[Stored items]

PR #647, opened 2019-12-05
[Wallet] Return funding array from API

### LINKED ISSUE #645: [wallet] The wallet does not return funding information in the API.
Currently the `wallet` always returns `funding:[]` even after funding is complete.

lalexgap:
Fixes #645 

Sets the `funding` array on the API response for `UpdateState`. Currently only supports ETH.

### DIFF
--- a/packages/wallet/src/redux/sagas/message-sender.ts
+++ b/packages/wallet/src/redux/sagas/message-sender.ts
@@ -7,6 +7,8 @@ import {createJsonRpcAllocationsFromOutcome} from "../../utils/json-rpc-utils";
 import jrs from "jsonrpc-lite";
 import {unreachable} from "../../utils/reducer-utils";
 import {validateResponse, validateNotification} from "../../json-rpc-validation/validator";
+import {getChannelHoldings} from "../selectors";
+import {bigNumberify} from "ethers/utils";
 
 export function* messageSender(action: OutgoingApiAction) {
   const message = yield createResponseMessage(action);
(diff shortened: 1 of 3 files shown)


packages/wallet/src/redux/sagas/message-sender.ts
```diff
@@ -113,7 +115,13 @@ function* getChannelInfo(channelId: string) {
 
   const {participants} = channelStatus;
   const {appData, appDefinition, turnNum} = state;
-  const funding = [];
+
+  const channelHoldings = yield select(getChannelHoldings, channelId);
+  let funding: any[] = [];
+  // TODO: For now we assume ETH
```
snario: Why is it necessary to assume ETH?

lalexgap: I don't think the `wallet` has a mapping of `assetHolderAddress` to `token`, so we can't set the `token` value for anything but ETH.

snario: Oh I see. I had been operating as though they were interchangeable in my mind, but that was a mistake. It's actually easy to fetch the value you want though; you can check `await Contract(assetHolderAddress, ERC20AssetHolder.abi, provider).functions.Token()`

lalexgap: That's a good point!

 I think we need a few more changes to support multiple assetHolders though:
- We need to support multiple `assetHolder`s for different `token`s. (The `.env` file could probably contain an array of known assetHolder addresses)
- On `CreateChannel`/`JoinChannel` we need to check that `token` belongs to one of the `assetHolder`s the `wallet` knows.

It probably makes sense to store a mapping of `assetHolder` to `token` in the store, so we don't have to query the blockchain on each API call.

snario: > We need to support multiple assetHolders for different tokens.
https://github.com/statechannels/monorepo/issues/656

PR #649, opened 2019-12-05
[hub] use latest ganache deployer

kerzhner:
- Use the latest ganache deployer.
- Minimize the number of places where the environment variables are read in (from `.env` files).
- Remove dummy contract addresses from `.env`.


packages/hub/.env
```diff
@@ -15,10 +15,3 @@ TESTNET=ropsten
 INFURA_API_KEY=RequiredInLocalDotenv
 INFURA_JSON_RPC_ENDPOINT=https://${TESTNET}.infura.io/v3/${INFURA_API_KEY}
 GANACHE_JSON_RPC_ENDPOINT=http://${GANACHE_HOST}:${GANACHE_PORT}
-
-# These contract addresses get defined in the start/build scripts 
-# or the contract test setup with the actual adresses of the contracts
-CONSENSUS_APP_ADDRESS = 0x0000000000000000000000000000000000000000
-TRIVIAL_APP_ADDRESS = 0x0000000000000000000000000000000000000000
-NITRO_ADJUDICATOR_ADDRESS = 0x0000000000000000000000000000000000000000
-ETH_ASSET_HOLDER_ADDRESS = 0x0000000000000000000000000000000000000000
```
tomclose: In the wallet, these were kept, so that app-only tests could run without compiling the contracts. I imagine that might be useful in the hub at some point, but you could also just add them back in if it got to that point.

kerzhner: That makes sense. On the hub, the code that reads contract addresses is isolated so that:
1. Majority of tests can run without contract addresses defined.
1. The tests that read contract addresses need valid addresses and a running ganache instance.

I wonder if there is a way to adopt a similar approach for the wallet.

PR #650, opened 2019-12-05
[rps] Refactor game reducer to switch on state, not action

geoknee:
- saves quite a lot of lines
- is easier to compare with diagrams such as 
image

- is easier to catch bugs: in fact I found that one state was being entirely skipped over in a test (now fixed)

### DIFF
--- a/packages/rps/src/redux/game/reducer.ts
+++ b/packages/rps/src/redux/game/reducer.ts
@@ -1,44 +1,24 @@
 import {
-  WeaponChosen,
   weaponChosen,
   weaponAndSaltChosen,
   resultPlayAgain,
   LocalState,
   lobby,
-  waitForRestart,
   chooseWeapon,
   resigned,
   gameChosen,
-  waitingRoom,
-  opponentJoined,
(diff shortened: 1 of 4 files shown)


packages/rps/src/redux/game/reducer.ts
```diff
@@ -57,203 +37,92 @@ const localReducer: Reducer<LocalState> = (
...
+  let newState = state;
+  if (
+    action.type === 'Resign' &&
+    state.type !== 'Empty' &&
+    state.type !== 'NeedAddress' &&
+    state.type !== 'Lobby' &&
+    state.type !== 'WaitingRoom' &&
+    state.type !== 'CreatingOpenGame'
+  ) {
+    newState = resigned(state, action.iResigned);
```
tomclose: Might be nicer to just `return resigned(state, action.iResigned)` here - as someone reading the code, that's nice, because I know that's it and don't have to scroll down to the bottom to see if anything else happens to `newState`. Also removes a variable and a couple of lines 😛.

PR #651, opened 2019-12-05
[devtools] Format Devtools ESLint config

Alonski:
### Description

Format Devtools ESLint config


packages/devtools/.eslintrc.js
```diff
@@ -1,185 +1,185 @@
...
-    "number",
-    "String",
-    "string",
-    "Boolean",
-    "boolean",
-    "Undefined"
+  'arrow-body-style': 'error',
+  'arrow-parens': ['off', 'as-needed'],
+  camelcase: 'error',
+  complexity: 'off',
```
geoknee: Is now a good time to fix the `'key':` vs `key:` discrepancy?

Alonski: JavaScript allows us to define keys without quotes surrounding them if they are single words.
So `key: "something"` is valid while `this-key: "something"` is not.
The valid way is `"this-key": "something"`

geoknee: ...so do you think we should have all keys in double quotes? That way all keys have the same format.

Alonski: It is formatted automatically by Prettier. I don't think there is a config for it.
Take a look at this discussion:
https://github.com/prettier/prettier/issues/838

geoknee: Approved since this issue is not caused by this PR.

PR #653, opened 2019-12-05
[wallet] Create minimal ESLint config for wallet

snario:
After #611 was merged I was having issues with linting in the wallet being gone. It's pretty easy for this to lead to all kinds of annoying linting issues down the road, so I went through our old config and generated a new ESLint config that does 99% the same thing as that one, with some very minor changes.


Alonski:
@snario I will take a look at this tomorrow. Still not sure why you had to remove format on save. Which file was it changing for you?

packages/wallet/.eslintrc.js
```diff
@@ -1,49 +1,89 @@
...
+    "plugin:import/errors",
+    "plugin:import/warnings",
+    "plugin:import/typescript",
+    "plugin:react/recommended",
+    "plugin:prettier/recommended"
   ],
   rules: {
-    // "prettier/prettier": "error"
+    // Prettier violations should result in linting errors
+    "prettier/prettier": ["error", require("./.prettierrc.js")],
```
Alonski: The require here shouldn't be needed.
`"prettier/prettier": "error"` should have the same effect

packages/wallet/.eslintrc.js
```diff
@@ -1,49 +1,89 @@
...
   parserOptions: {
-    project: "tsconfig.json",
-    ecmaVersion: 2018,
-    sourceType: "module"
+    project: "tsconfig.json"
+  },
+  plugins: ["@typescript-eslint", "prettier", "jest", "react"],
+  settings: {
+    "settings": {
+      // TODO: Fix a warning being thrown despite the version being set here
```
Alonski: The settings are nested inside of settings :)
This needs to be:
```js
  plugins: ["@typescript-eslint", "prettier", "jest", "react"],
  settings: {
    react: {
      version: "detect"
    }
  },
  extends: [
```

packages/wallet/.eslintrc.js
```diff
@@ -1,49 +1,89 @@
+const generalRules = {
+  "no-var": "off",
```
Alonski: Why would we want this?
`let` and `const` should be used no?
Also, I am also a strong believer in using: `"prefer-const": "error",` as well.

packages/wallet/.eslintrc.js
```diff
@@ -1,49 +1,89 @@
...
+// From the tslint.json we used previously
+const leftoverTsLintRules = {
+  "@typescript-eslint/no-explicit-any": "off",
+  "@typescript-eslint/explicit-function-return-type": "off",
+  "@typescript-eslint/no-use-before-define": "off",
+  "@typescript-eslint/ban-ts-ignore": "off",
+  "@typescript-eslint/no-non-null-assertion": "off",
+  // TODO: Get rid of this, there are just a small number of cases
+  "@typescript-eslint/no-unused-vars": "off"
+};
```
Alonski: I think we should reexamine these in the future. Especially `no-explicit-any` and `explicit-function-return-type` but pretty much all of them...

We are losing out on the things that Typescript offers us when we do these things.

packages/wallet/package.json
```diff
@@ -14,8 +14,8 @@
     "build:typescript": "npx tsc -b",
     "build:webpack": "CI=false node scripts/build.js",
     "build": "run-s build:typescript build:webpack",
-    "lint:check": "eslint \"*/**/*.{js,ts,tsx}\" --cache",
-    "lint:write": "eslint \"*/**/*.{js,ts,tsx}\" --fix",
+    "lint:check": "eslint \"src/**/*.{js,ts,tsx}\" --cache",
+    "lint:write": "eslint \"src/**/*.{js,ts,tsx}\" --fix",
```
Alonski: Why do we not want to lint files that are not in `src`? We don't care how our config files look and act?

packages/wallet/.eslintrc.js
snario: This is not a rule I am enforcing on anyone, it is what was already used in the codebase.

packages/wallet/.eslintrc.js
snario: I agree. This PR is not meant to change any rules, it's just trying to recreate what we had before.

packages/wallet/package.json
snario: We can change it to something like `{src/config}` but I feel it is better to be explicit vs implicit with these kinds of tools lest they blow up due to some file / folder that's full of files. It also mimics how it worked before.

snario:
@Alonski the main point of this PR is not to add any new rules, it's just to mimic what we had before so as to not be disruptive. If we want to change code styles, those can be introduced as new rules, but it's really not a major priority for either @lalexgap or I who are mainly working in the `wallet` package at this moment.

Alonski:
@snario No problem. I just think that turning off various rules that, in my opinion are useful, is a bit of a waste of ESLints power :)

packages/wallet/.eslintrc.js
Alonski: @snario Once this is fixed this PR can be merged

packages/wallet/.eslintrc.js
```diff
@@ -55,11 +55,9 @@ module.exports = {
   },
   plugins: ["@typescript-eslint", "prettier", "jest", "react"],
   settings: {
-    "settings": {
-      // TODO: Fix a warning being thrown despite the version being set here
-      "react": {
-        "version": "detect"
-      }
+    // TODO: Fix a warning being thrown despite the version being set here
```
Alonski: This comment can be removed as well :)

snario:
> No problem. I just think that turning off various rules that, in my opinion are useful, is a bit of a waste of ESLints power :)
I agree, I'm just saying it is out of scope for this PR to change them back because it would require significant code changes / take up a bunch of time to rewrite all of the code to be compliant with a new set of rules it was not written for.

PR #655, opened 2019-12-05
Turn off formatOnSave

snario:
For me, this was affecting files in the `wallet` folder while I had open the `monorepo` as a root folder in my workspace. It was applying the `bracketSpacing: true` rule in particular every time I hit save.

Turning this flag off fixed the issue.

### DIFF
--- a/.vscode/settings.json
+++ b/.vscode/settings.json
@@ -8,5 +8,5 @@
     {"directory": "packages/jest-gas-reporter", "changeProcessCWD": true},
     {"directory": "packages/nitro-protocol", "changeProcessCWD": true}
   ],
-  "editor.formatOnSave": true
+  "editor.formatOnSave": false
 }
--- a/.vscode/settings.json
+++ b/.vscode/settings.json
@@ -7,6 +7,5 @@
     {"directory": "packages/hub", "changeProcessCWD": true},
     {"directory": "packages/jest-gas-reporter", "changeProcessCWD": true},
     {"directory": "packages/nitro-protocol", "changeProcessCWD": true}
-  ],
-  "editor.formatOnSave": false
+  ]
 }


.vscode/settings.json
```diff
@@ -8,5 +8,5 @@
     {"directory": "packages/jest-gas-reporter", "changeProcessCWD": true},
     {"directory": "packages/nitro-protocol", "changeProcessCWD": true}
   ],
-  "editor.formatOnSave": true
+  "editor.formatOnSave": false
```
tomclose: Could you just remove this? That way any settings we have set locally still apply.

.vscode/settings.json
```diff
@@ -7,6 +7,5 @@
     {"directory": "packages/hub", "changeProcessCWD": true},
     {"directory": "packages/jest-gas-reporter", "changeProcessCWD": true},
     {"directory": "packages/nitro-protocol", "changeProcessCWD": true}
-  ],
-  "editor.formatOnSave": true
```
andrewgordstewart: You can override this option in the wallet `settings.json`, so that it remains for the other folders.

I think this problem is temporary due to
- eslint not running prettier
- vscode still using prettier to format on save in the wallet, but using the wrong prettier config (?)

Alonski:
This is because we have an empty ESLint file with no rules. I thought this might happen. @snario you can set this setting locally for now instead of for the workspace in your local settings

andrewgordstewart:
> This is because we have an empty ESLint file with no rules. I thought this might happen. @snario you can set this setting locally for now instead of for the workspace in your local settings

Workspace settings override user settings.

I looked, and didn't find a way to have something like `settings.local.json` that overrides `settings.json`.

How can I set `formatOnSave` locally that doesn't involve editing `settings.json`?

Alonski:
Woops I thought it was the other way

Alonski:
Then the fix is to have a good ESLint config in all packages

snario:
Actually it turns out the reason it was happening is because there is some [default formatter on VS Code](https://github.com/microsoft/vscode/tree/master/extensions/typescript-language-features) and that thing was being run.

Alonski:
@snario Yea sorry for that. I have always had Prettier set as my default formatter. 
Can we close this?

Alonski:
I thought we weren't going to merge this?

_Instructions to follow_.
In the entries above, one line contains "- We need to" and another contains "need to check". Reproduce exactly those two lines and the lines between them, nothing else.

_Task output_.
- We need to support multiple `assetHolder`s for different `token`s. (The `.env` file could probably contain an array of known assetHolder addresses)
- On `CreateChannel`/`JoinChannel` we need to check that `token` belongs to one of the `assetHolder`s the `wallet` knows.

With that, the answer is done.